Part 1: The Nature of Heat (1975)
Part 2: Heating Conduction (1975)
Part 3: Heat Conduction and Wildland Fire (1976)
Part 4: Radiation (1976)
Part 5: Radiation and Wildland Fire (1976)
Three ingredients are essential for a wildland fire to start and to burn. First, there must be burnable fuel available. Then enough heat must be applied to the fuel to raise its temperature to the ignition point. And finally, there must be enough air to supply oxygen needed to keep the combustion process going and thus maintain the heat supply for ignition of unburned fuel. These three indispensable ingredients—fuel, heat, and oxygen—make up the fire triangle. All must be present if there is to be fire. In the following discussion, we will examine some of the basic characteristics of the heat segment of the fire triangle—the nature of heat itself.
Everyone knows how heat feels, and is well aware of its many applications in daily life. Heat from the sun is the basic control of our weather, and this heat is also essential in the growing of food crops and other vegetation. Without the sun's heat, life could not exist on the earth.
Through the science of thermodynamics, heat has a place in many of the industrial processes that bring us the conveniences of modern life. But as recently as 200 years ago, the true nature of heat was not understood. In the early days of science the phenomena associated with heat were ascribed to a mystical and intangible fluid called "caloric." This fluid was believed to have the power of penetrating and expanding materials, sometimes melting or dissolving them, and converting some substances to vapor. Heat produced by friction or the compression of gases was attributed to stored caloric that was squeezed or ground out of the material. The caloric fluid was considered intangible, since even the most careful experiments in adding or subtracting heat by nondestructive heating or cooling of a substance failed to produce any changes in its weight.
We know now that heat is not a fluid, nor a substance at all, but is really one of the several forms of energy. Other common forms are electrical energy, radiant energy, chemical energy, and the mechanical or kinetic energy possessed by moving materials and objects, such as falling water or a rotating wheel.
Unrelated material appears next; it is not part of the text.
PR #1065, opened 2018-12-21
Ensure line breaks are up to date after movement

cmyr:
With this PR, we will verify that the visible region has up to date line breaks, creating them if necessary, before rendering the view.

Progress on  #1053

Atomic and nuclear energy are still other forms. Heat is often labeled thermal energy.
According to molecular theory, all substances are made up of molecules, and as long as the temperature of the substance is above absolute zero (-469°F), these molecules are in some degree of motion. When heat is applied to a substance, the molecular activity increases and the temperature rises. Conversely, if a substance loses heat, the molecular activity decreases and so does the temperature. We can think of heat, then, as the energy of molecules in motion.
Energy cannot be created or destroyed in any way that we know. But it can be changed from one form to another, and this transformation is constantly going on, both in nature and through the activities of man. For example, radiant energy from the sun is transformed by the process of photosynthesis to stored chemical energy in vegetation. When the vegetation is burned, the chemical energy is transformed to thermal energy, radiant energy, and the kinetic energy in the rising air in the convection column over the fire. The kinetic energy in falling water can be used to generate electrical energy, which in turn can be changed back to thermal and radiant energy by an electric heater, or to kinetic energy again through the use of an electric motor.
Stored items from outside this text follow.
Issue #826, opened 2018-09-22
Unify selection commands


ryanbloom:
Originally discussed in #785.

It would be nice to refactor the selection commands so they're not tied to specific input methods. This would be a better way to separate concerns, and potentially make xi more adaptable to new modes of input. Here's another half-baked proposal, based on @nangtrongvuon's comment and some earlier discussion in #159:

```rust
enum Movement {
    Previous, Next, Beginning, End,
    Exact(usize),
}
enum Granularity {
    Point,
    Word,
    Line,
    Paragraph,
    File,
}
enum SelectionChange {
    Replace,   // click or arrow keys
    Add,       // command+click
    Range,     // shift+click or shift+arrows
    Rectangle, // option+shift+click
}
struct Select {
    movement: Movement,
    granularity: Granularity,
    change: SelectionChange,
    drag: bool,
}

// RangeSelect becomes
Select {
    movement: Movement::Exact(123),
    granularity: Granularity::Point,
    change: SelectionChange::Range,
    drag: false
}

// MoveWordLeft becomes
Select {
    movement: Movement::Backward,
    granularity: Granularity::Word,
    change: SelectionChange::Replace,
    drag: false
}

// SelectAll becomes
Select {
    movement: Movement::Exact(0),
    granularity: Granularity::File,
    change: SelectionChange::Replace,
    drag: false
}

// RectangleDrag becomes
Select {
    movement: Movement::Exact(123),
    granularity: Granularity::Point,
    change: SelectionChange::Rectangle,
    drag: true
}
```

I see two main downsides to this sort of approach:

* **Protocol complexity:** This version results in longer commands being sent over the wire. Probably not much of a performance hit, but messages could take more code to construct and be less human-readable.

* **Useless combinations:** The more options we add, the more of these get introduced. As mentioned in #159, "beginning of character" doesn't make much sense. Also, "beginning of word" and "previous word" both correspond to option+left. Drag operations never add a new selection. You can't really make a rectangle with paragraph granularity. Et cetera.

Anyway, there are a lot of cases to consider here and I'm not completely sure that there's an elegant way to handle all of them. Suggestions are very welcome.

cmyr:
The complexity issue is worth thinking about, but I'm not worried about it from a performance standpoint; these are still relatively small messages, and the added cost is going to be in the are of, at worst, handfuls of microseconds.

[...]

PR #1072, opened 2019-01-01
Refactor gestures

ryanbloom:
## Summary
This is part 1 of some refactoring related to the selection commands. I'm focusing on gestures first; hopefully by the time this is merged I'll have a clearer idea of what to do about movements.

### Behavior changes
This is mostly about cleaning up internals, but a few changes will be visible from the frontend.
* Previously, xi would keep existing selections when the you pressed shift+click (unlike TextEdit), but they disappeared as soon as you started dragging. This pull request preserves them after you start dragging.
* RangeSelect now takes a granularity argument (e.g. for shift + double-click).
* Dragging with a granularity won't reverse the selection until you move a whole unit backwards. This one's a little hard to explain, but double-click in the middle of a long word and move the mouse a couple pixels to the left. The current version will move the cursor to the start of the SelRegion; this PR won't. Most other editors seem to do it this way, and it simplifies the code a bit.

## Related Issues
Discussed in #826.

## To do
- [x] Submit pull request to xi-mac (xi-editor/xi-mac#408)
- [x] Support old version of the protocol
- [x] Update documentation
- [ ] Test

## Review Checklist

### DIFF
--- a/rust/core-lib/src/view.rs
+++ b/rust/core-lib/src/view.rs
@@ -276,34 +276,8 @@ impl View {
             }
             GestureType::Drag => self.do_drag(text, offset, Affinity::default()),
 
-            // Deprecated gestures, kept for compatibility
-            GestureType::PointSelect => {
-                warn!("The point_select gesture is deprecated; use select instead");
-                self.select(text, offset, SelectionGranularity::Point, false)
-            }
-            GestureType::RangeSelect => {
-                warn!("The range_select gesture is deprecated; use select_extend instead");
-                self.extend_selection(text, offset, SelectionGranularity::Point)
-            }
-            GestureType::ToggleSel => {
-                warn!("The toggle_sel gesture is deprecated; use select instead");
-                self.select(text, offset, SelectionGranularity::Point, true)
-            }
-            GestureType::LineSelect => {
-                warn!("The line_select gesture is deprecated; use select instead");
-                self.select(text, offset, SelectionGranularity::Line, false)
-            }
-            GestureType::WordSelect => {
-                warn!("The word_select gesture is deprecated; use select instead");
-                self.select(text, offset, SelectionGranularity::Word, false)
-            }
-            GestureType::MultiLineSelect => {
-                warn!("The multi_line_select gesture is deprecated; use select instead");
-                self.select(text, offset, SelectionGranularity::Line, true)
-            }
-            GestureType::MultiWordSelect => {
-                warn!("The multi_word_select gesture is deprecated; use select instead");
-                self.select(text, offset, SelectionGranularity::Word, true)
+            _ => {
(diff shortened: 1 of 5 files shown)


cmyr:
Hey @ryanbloom sorry to let this hang, have been taking a bit of a break this past week. If I don't get to this over the weekend It'll be early next week. :)

rust/core-lib/src/view.rs
```diff
@@ -400,54 +402,82 @@ impl View {
...
+
+        self.drag_state = Some(DragState { base_sel, min, max, granularity });
     }
 
-    /// Selects an entire word and supports multi selection.
-    pub fn select_word(&mut self, text: &Rope, offset: usize, multi_select: bool) {
-        let (start, end) = {
-            let mut word_cursor = WordCursor::new(text, offset);
-            word_cursor.select_word()
+    /// Selects a specific range (eg. when the user performs SHIFT + click).
```
cmyr: I might say, 'expands an existing selection', for the first bit, instead? I find this RPC name confusing, generally, because double clicking a word is actually "selecting a range"; the thing that makes this distinct is that the result depends on the existing state.

rust/core-lib/src/view.rs
```diff
@@ -400,54 +402,82 @@ impl View {
...
+    pub fn select_range(&mut self, text: &Rope, offset: usize, granularity: SelectionGranularity) {
+        let (base_sel, last) = {
+            let mut base = Selection::new();
+            let (last, rest) = self.sel_regions().split_last().unwrap();
```
cmyr: i'm scratching my chin here wondering if this unwrap is safe?

ryanbloom:
Backwards compatibility is working with the latest commit.

I called the new RPC `SelectExtend` (as opposed to `SelectExpand`) in case we want to use "expand" for other operations like "select enclosing line." I think "extend" is a slightly better fit for this operation, but feel free to nitpick further if you'd like. 🙂

ryanbloom:
I've updated the documentation. Still a little unclear on that comment about converting gesture RPCs, though. Could you clarify?

rust/core-lib/src/view.rs
```diff
@@ -260,16 +253,28 @@ impl View {
...
         match ty {
+            GestureType::Select { granularity, multi } => {
+                self.select(text, offset, granularity, multi)
+            }
+            GestureType::RangeSelect { granularity } => {
+                self.select_range(text, offset, granularity)
+            }
+            GestureType::Drag => self.do_drag(text, offset, Affinity::default()),
+
+            // Deprecated gestures, kept for compatibility
```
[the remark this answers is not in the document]
cmyr: Yea, can we do it in `edit_types`?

Because water is one of the most abundant compounds on earth and was believed to have constant characteristics, early scientists frequently used water as a standard for the measurement of characteristics of other materials. And the standard unit of heat was first based on the amount of heat needed to increase the temperature of water. In the metric system of measurement, the unit of heat was the calorie and was defined as the amount of heat required to increase the temperature of one gram of water by 1° C. The British Thermal Unit (Btu) was the heat unit in the English system, and was defined as the quantity of heat needed to raise the temperature of a pound of water (about a pint) by 1° F.
Unfortunately, water did not prove to be a good standard for heat measurement, for it was soon found that the amount of heat required to raise water temperature changes with the initial temperature of the water. The amount of heat needed to raise water temperature from 40° to 41° for example, is not the same as that needed to raise it from 90° to 91°. Because standards of electrical voltage and of resistance are maintained at national standardizing laboratories throughout the world, scientists agreed internationally to use the heat produced in one second by a current of one ampere through a resistance of one ohm as the standard unit of heat. This heat unit is called the joule, in honor of the early English physicist, James Joule.
Although the joule has been used as the standard unit of heat in most scientific work for a long time, the terms "calorie" and "Btu" have continued to be used in industrial and other practical applications, particularly in countries where the metric system of measurement has not yet been adopted. Because of the continued use of these terms, the calorie has now been arbitrarily defined as equal to 4.1840 joules, which is nearly equivalent to the quantity of heat needed to raise the temperature of a gram of water from 14.5° to 15.5° C. One Btu equals 1055 joules or 252 calories. But by definition and derivation, the calorie and Btu are no longer connected in any way with the properties of water.